Advised to the State of Queensland on the A$6b restructure of the state-owned generation sector.
Advised Tokyo Gas on its acquisition of an equity interest in the A$43b Gorgon LNG project from Chevron Corporation. We are also advising Tokyo Gas on the second phase of the Gorgon project. Located on the north west shelf of Western Australia, Gorgon is Australia's single largest gas field, with an expected 30-year life.
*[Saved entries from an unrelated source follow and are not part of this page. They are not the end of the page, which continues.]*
PR #568, opened 2023-02-05
Add eggScnRenderer headers

riidefi:


payload/egg/gfx/eggScnRenderer.hpp
```diff
@@ -0,0 +1,24 @@
...
+    DrawPathBase *getDrawPathBase(u16 path) const {
+        // assert(path < getNumDrawPath());
+        return mppPathSet[path];
+    }
+
+private:
+    // ScnRendererConfig VT at 0xB4
+    // CustomScnProc from 0xB8 to 0xC4
+    char _b4[0xc4 - 0xb4];
+    DrawPathBase **mppPathSet;
```
vabold, line 19: `m_` prefix instead of `mpp`

payload/egg/gfx/eggScnRenderer.hpp
```diff
@@ -0,0 +1,24 @@
...
+#include "egg/gfx/eggScnRootEx.hpp"
+
+namespace EGG {
+
+class ScnRenderer : public ScnRootEx {
+public:
+    DrawPathBase *getDrawPathBase(u16 path) const {
+        // assert(path < getNumDrawPath());
+        return mppPathSet[path];
+    }
```
vabold, line 13: You could maybe define this in a `.cc` file as `DrawPathBase *ScnRenderer::drawPathBase(u16 path) const;`.

vabold (changes requested):
`.hh`

payload/egg/gfx/eggScnRenderer.hpp
riidefi: (This name comes from N)

PR #573, opened 2023-02-06
Save the character and vehicle combination that was last used

MikeIsAStar:


stblr (approved):
Nice work!

MikeIsAStar:
> Nice work!

Thank you !

PR #574, opened 2023-02-06
Split graphical settings off into their own category

GnomedDev:


riidefi:
This is an improvement so should be merged. All but FOV settings should exist in a "HUD" tab ideally.

stblr:
> This is an improvement so should be merged. All but FOV settings should exist in a "HUD" tab ideally.

I think this should be done in this PR.

riidefi:
Can we re-open and rename to HUD?

PR #578, opened 2023-02-09
Remove the rest of Server Mode

GnomedDev:
This removes the remaining `RoomServer` files, the sections for server mode, and stubs the button for Server Mode. This doesn't seem to actually shorten the payload size, but my testing was probably wrong.


stblr (approved):
Let's go!

PR #413, opened 2020-11-19
Fix unpacking of daily boot.iso artifact

martinpitt:
Commit 929b3f1617ea2 changed the artifact to only contain boot.iso. That
had the side effect that the .zip does not contain an images/
subdirectory any more. Adjust the unpacking to follow suit -- it's
actually nicer that way to not make assumptions about the zip's
structure.

----

I noticed that bug while trying to set up the daily boot.iso run on my fork. I included this commit into my fork, and the test  [happily runs now](https://github.com/martinpitt/kickstart-tests/runs/1424649220?check_suite_focus=true) -- at least it's past the "unpack zip" stage that failed before.


rvykydal (approved):
Looks good to me.

PR #414, opened 2020-11-20
Support KSTEST_* substitution in fragments

martinpitt:
Avoid duplicating the default Fedora rawhide repositories in the
default.ks fragment and scripts/default.sh. This makes it much easier to
set a local mirror in a test environment.

To implement this, run the %ksappend substitution before the
`@KSTEST_*@` sedding, so that the sed will catch the substitutions in
the fragments.

To make that work nicely, simplify apply-ksappend.py to only process one
file at a time (specified as positional command line argument, as it's
not really optional and thus should not be an option), avoid all the
file copying, and write the result to stdout, so that it can be
pipelined efficiently.

Also make any errors in apply-ksappend.py fatal. We don't want to hide
substitution errors or missing files in our tests, let's just fix them
instead.

Replace the ArgumentParser class in apply-ksappend.py with a simple
function. The class did not add any new functionality, and was just
unnecessary glue.

### DIFF
--- a/scripts/run_kickstart_tests.sh
+++ b/scripts/run_kickstart_tests.sh
@@ -286,7 +286,6 @@ export KSTESTDIR=$(pwd)
 # The name of input kickstart (ks.in) file is
 # 1) either defined in the test (.sh) file by KICKSTART_NAME variable
 # 2) or the same as the test (.sh) file name .sh if the variable is not found
-tests_ks=""
 for t in ${tests}; do
     ksname_line=$(grep KICKSTART_NAME= ${t})
     if [[ -n "$ksname_line" ]]; then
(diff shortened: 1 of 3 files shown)


scripts/run_kickstart_tests.sh
```diff
@@ -296,11 +296,10 @@ for t in ${tests}; do
         ks=${t/.sh/.ks.in}
     fi
     tests_ks+="${ks/.ks.in/.ks} "
```
rvykydal, line 298: Can we get rid of tests_ks completely? I don't see it used elsewhere.

rvykydal (approved):
Looks good to me but I'd wait for @M4rtinK's eye.

scripts/run_kickstart_tests.sh
martinpitt: Good point, thanks! I'll do that, but I'll first let @M4rtinK review this in case he has more fundamental objections.

martinpitt: Done (it was quick, and with that we already get a new test run)

M4rtinK (approved):
Looks good to me - nice improvements & cleanups! :-)

IIRC it was not really clear what will and what will not be handled by the kickstart fragments back when the substitution scrip was written & we never got back to it clean it up & adjust it to the actual prevailing kickstart fragment usage. It'ts really nice to see it being done now - thanks a lot! :)

PR #412, opened 2020-11-19
Run daily kickstart test scenarios in GitHub workflow

martinpitt:
[Latest run on my fork for rawhide+daily](https://github.com/martinpitt/kickstart-tests/actions/runs/382599422) - just one random failure

Older runs:
 - [rawhide+minimal](https://github.com/martinpitt/kickstart-tests/actions/runs/371938555), [second run](https://github.com/martinpitt/kickstart-tests/actions/runs/378675867)
 - [rawhide-text + minimal](https://github.com/martinpitt/kickstart-tests/actions/runs/378769793)
 - ~[old daily+minimal](https://github.com/martinpitt/kickstart-tests/actions/runs/372434207) - that  run looks rather sorry, need to investigate more closely; the networking failures reproduce and are consistent, and most likely an actual regression on anaconda master; the timeouts looks like a regression in dnf copr? they happen on the official results as well.~
- [current daily boot.iso](https://github.com/martinpitt/kickstart-tests/runs/1447171006?check_suite_focus=true) -- tests succeeded, but the script failed overall -- fixed
 - [rawhide + r-text + daily](https://github.com/martinpitt/kickstart-tests/actions/runs/380457486)
 - [rawhide + daily](https://github.com/martinpitt/kickstart-tests/actions/runs/381259209) -- first daily success, rawhide timed out

 - [x] Builds on top of PR  #410 
 - [x] Requires fix in PR #411 and container refresh to  make tests run reliably
 - [x] daily boot.iso scenario requires fix in PR #413
 - [x] add option to override defaults.sh and kernel boot args: PR #415 
 - [x] Infra for creating the workers (builder PR 30)
 - [x] Restrict daily-iso scenario to `packaging` tests only, to mirror what the current tests do and make the scenario more reliable (it's mostly for the benefit of the dnf team)
 - [x] Fix [daily-iso test failure](https://github.com/martinpitt/kickstart-tests/runs/1447171006?check_suite_focus=true) (all tests passed) -- due to nfs-repo-and-addon failure
 - [x] Mark all long-standing failures as `knownfailure` for now, so that tests have a chance to get green: PR #418
 - [ ] ~Fix `network-noipv4-pre` failure, this doesn't happen on cobra02~ **update**: this is a race condition, sometimes it succeeds; depends on picking ens4 vs. enp1s0 style network names
[...]

PR #415, opened 2020-11-23
More configuration options for launch script

martinpitt:
Also slightly simplify handling an undefined `$VAR_TMP`.

----

We use this for running tests in upshift (PR #412)

### DIFF
--- a/README.rst
+++ b/README.rst
@@ -221,6 +221,10 @@ The following environment variables are currently supported:
   KSTEST_OS_VERSION = 26, Fedora rawhide has "Rawhide", and RHEL 7.3 has
   KSTEST_OS_VERSION = 7.3 .
 
+- KSTEST_EXTRA_BOOTOPTS - This variable is used in functions.sh to pass
+  additional kernel command line options. For example, setting this to `inst.text`
+  enables Anaconda's text mode (instead of the default GUI).
+
 Chapter 3. Sharing common code in kickstart (.ks.in) files
 ==========================================================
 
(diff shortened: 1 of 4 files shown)


martinpitt:
I added two more commits which allow us to run the "text" mode. This generalizes @rvykydal [custom branch](https://github.com/rvykydal/kickstart-tests/commit/9ea056020209994dcb54ca8fa75cec8557cd1c63), which is perpetually out of date -- we shouldn't run such branches in production IMHO.

martinpitt:
I tested this locally with

    sudo containers/runner/launch --run-args '-eKSTEST_EXTRA_BOOTOPTS=text' container

This seems to have worked:
```
❱❱❱ grep -w text data/logs/kstest-container.d18rrtl_/virt-install.log 
08:00:00,616 WARNING anaconda:anaconda: stdout: Boot argument 'text' is deprecated and will be removed in the future. Please use 'inst.text' instead.
08:00:16,516 INFO anaconda:anaconda: anaconda: Display mode is set to 'interactive text mode'.
```

I also see `text` in livemedia.log.

martinpitt:
Ah, with the "deprecated" message above we shouldn't advertise "text" in README.rst. I changed it to "inst.text".

martinpitt:
Haha, that's an interesting [failure](https://travis-ci.com/github/rhinstaller/kickstart-tests/builds/203483166) -- `functions.sh` is not a test, but our current travis "which tests changed" logic trips over this.

martinpitt:
Fixed the travis test script as per the previous comment.

jkonecny12 (approved):
Looks like a nice set of improvements!

PR #416, opened 2020-11-24
Use quay.io mirror of docker.io/b4tman/squid container

martinpitt:
We constantly hit the Dockerhub pull limit from inside the Red Hat VPN
now, so docker.io registry has become useless.

### DIFF
--- a/containers/squid.sh
+++ b/containers/squid.sh
@@ -17,7 +17,7 @@ if [ "${1:-}" = start ]; then
     # This image is well-maintained (auto-built) and really small
     $CRUN run --net host --name squid --detach \
         --volume "$MYDIR"/squid-cache.conf:/etc/squid/conf.d.tail/cache.conf:ro,z \
-        --volume ks-squid-cache:/var/cache/squid docker.io/b4tman/squid
+        --volume ks-squid-cache:/var/cache/squid quay.io/rhinstaller/squid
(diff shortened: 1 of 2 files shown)


martinpitt:
I copied the image to https://quay.io/repository/rhinstaller/squid?tab=tags yesterday.

martinpitt:
FileNotFoundError: [Errno 2] No such file or directory: '/opt/kstest/kickstart-tests/containers/squid.ks.in'

Heh, need to adjust run_travis harder..

VladimirSlavik (commented):
The fix looks good, thank you!

I wonder how much organizational overhead a(nother) image to maintain adds...

martinpitt:
@VladimirSlavik : We can choose between not caring at all, and just keep that one image for as long as it works -- there is no security impact, this container is only being used inside the test environment, and has no internet access. Or we could set up a workflow which automatically copies the latest version from dockerhub to quay once a week -- this has the potential to break, but avoids falling behind for a long time. Not sure what is better really. Or maybe between Red Hat and docker we sort out the pull restriction one day, and then we can drop it again :grin:

jkonecny12:
Let's leave what we have now and switch in the future when needed.

jkonecny12 (approved):
LGTM!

We reviewed key commercial agreements for the project and conducted an intensive due diligence before negotiation of the equity sale / purchase agreements.
Acting for the joint venture company on the procurement of energy and associated infrastructure, from Inner Mongolia to Mongolia, for the Oyu Tolgoi copper and gold mine in Mongolia. We are advising on the power purchase agreement, dispatch arrangement and the procurement of transmission facilities and associated infrastructure.
Acted for Peabody Energy Australia in the negotiation and drafting of a cultural heritage management plan for the major expansion of the Eaglefield coal mine in Central Queensland, and acting for Peabody in relation to the negotiating and drafting of a further cultural heritage management plan for a workers' village.
Advised the Australian Coal Association (ACA) in establishing ACA Low Emissions Technologies Limited (ACALET), including on the establishment of ACALET and the Coal21 fund, seeking taxation rulings in relation to contributions to ACALET, negotiating the provisions of the Queensland Clean Coal Technology Special Agreement Act, joint venture arrangements in relation to the CS Energy Oxy-Fuel project and funding of the ZeroGen project.
Lead advisers to the consortium of NorthWest Shelf developers who successfully bid for an estimated US$13 billion LNG supply contract to the Guangdong Terminal Project in China. Our work included advising on and negotiating the full spectrum of contractual agreements and arrangements from sale and purchase agreements, transportation and shipping, to corporate advisory and numerous operational issues.
Assisted SunWater in relation to the negotiation and drafting of a cultural heritage management plan and an indigenous land use agreement for the construction and operation of the Connors River Dam and associated infrastructure. We are also providing ongoing assistance to SunWater in relation to native title and cultural heritage compliance for numerous other projects, including the proposed Nathan Dam and Glebe Weir raising and various pipeline projects.
Advising the Queensland Water Commission on the implementation of the South East Queensland water grid, including drafting Queensland's water market trading rules. Our team was involved in providing services related to the Stage 1 and Stage 2 Reforms.
In 2008, we drafted the Grid Contracts for supply of services to the Water Grid Manager and for the supply of water from the Water Grid to Grid Customers and the Water Market Rules. We also drafted the Water Market Rules In the first half of this year, we drafted amendments to those grid contracts and the Water Market Rules to implement the Stage 2 Reforms.